Tamarindo’s lifeguard program has been reinstated.

Three lifeguards are now monitoring Tamarindo’s stretch of beach from 7am to 5:30pm. A fourth is to be hired next week.


The previous program, one of the nation’s only active lifeguard programs, was shut down by the Asociaciòn Pro Mejoras de Tamarindo (the Tamarindo Association) last October due to lack of funding.


However, a month after the lifeguards’ dismissal, 42-year-old tourist, Matthew McParland, drowned after being caught in a rip-current off Tamarindo.


According to the Association’s Executive Director Federico Amador, sisters-in-law Cheryl and Ann McKillican breathed new life into the program by door-to-door fundraising.


“It was so close to home for us, we just thought we’ve got to do this,” said Ann McKillican, one of McParland’s friends. “It was sort of a call to action.”


The two women are running the program through the Tamarindo Association, and are currently aiming at a $5000 a month fundraising mark — an amount, says Ms McKillican, which would expand the program by hiring another lifeguard.

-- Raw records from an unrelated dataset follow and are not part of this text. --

PR #127, opened 2015-05-01
Spark 1.2

pferrel:
Makes cooccurrence work on Spark 1.2 (and 1.3) by removing the use of Javaserializer on Guava. Implements a new BiDictionary based on a BiMap, based on two Scala Maps. Only one map is serialized in broadcast.

moved from pushing to master to pushing to mahout-0.10.x branch


pferrel:
this has too much history, going to remerge

PR #128, opened 2015-05-02
MAHOUT-1704: Pare down dependency jar for h2o

andrewpalumbo:
This takes the dependency jar for h2o down to ~17M from~68M. Need to verify if this contains all needed deps. I have successfully tested launching {{$mahout h2o-node}} and run $mvn test in parallel on 2 nodes.

### DIFF
--- a/bin/mahout
+++ b/bin/mahout
@@ -186,9 +186,10 @@ then
        CLASSPATH=${CLASSPATH}:$f;
     done
 
-    for f in $MAHOUT_HOME/h2o/target/mahout-h2o-*.jar; do
+    for f in $MAHOUT_HOME/h2o/target/mahout-h2o*.jar; do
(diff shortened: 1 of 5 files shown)


andrewpalumbo:
@avati, could you take a look at this?  I think that we will have to supply other mahout classes to `h2o-node` in `bin\mahout` or elsewhere.

andrewpalumbo:
Added scala libraries into dependency jar.  This bumps the size up to 20M. H2O Tests are passing in parallel now.

avati:
Will look into this soon

andrewpalumbo:
thx.  Should be good. removed scala-reflect. this brings the dependency jar down to ~17M. Tests are passing in parallel.

andrewpalumbo:
this tests fine in parallel.  I'm going to clean it up and push it this afternoon if there are no objections.

PR #130, opened 2015-05-08
Readme update

aaronbenz:
Updating the README.txt to a .md. Also incorporating some other useful information from the Mahout website to make it a little more pretty

I'm not sure if the artifacts are correct however as I found two different uses from https://mahout.apache.org/users/basics/quickstart.html and https://mahout.apache.org/general/downloads.html


dlyubimov:
.md conversion is welcome. but the content  i think is a bit outdated

PR #131, opened 2015-05-13
Fix bug: Add commit after executeUpdate

sugaE:
It will not write database without commit().


andrewmusselman:
@sugaE this may be reasonable, so even though we're not maintaining the old map-reduce-based code would you be able to add a test to confirm this is an improvement, showing the behavior with and without the call to commit?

Currently, 17 sponsors have committed a total of $2800 a month, until the end of the year.

© The Beach Times

The new program has been deemed in memory of McParland, a Chicago chiropractor and father of three.


“Right now we’re not working with Luis Hidalgo (Director of the National Lifeguard Association),” said Mr Amador, who explained their budget was simply out of the scope of the Tamarindo Association’s financial capabilities.


“We know we can’t raise the amount of money he’s asking for, and if we agreed to it [the quote]… we’d run out of money in two or three months.”


The Association had, for three years, paid the salaries of the lifeguards and rented life-saving equipment — such as “duck feet”, or swimming fins, CPR equipment and rescue tubes — from the Asociación Nacional de Guardavidas de Costa Rica (National Lifeguard Association), equipment which is now being donated little by little by the community.


Program organizers say the presence of lifeguards may also help Tamarindo regain the prestigious ecological Blue Flag Award, which the community was stripped of late last year.


“It wasn’t a matter of getting people on board,” says Ms McKillican of fundraising for the program. “It’s a matter of keeping the momentum.”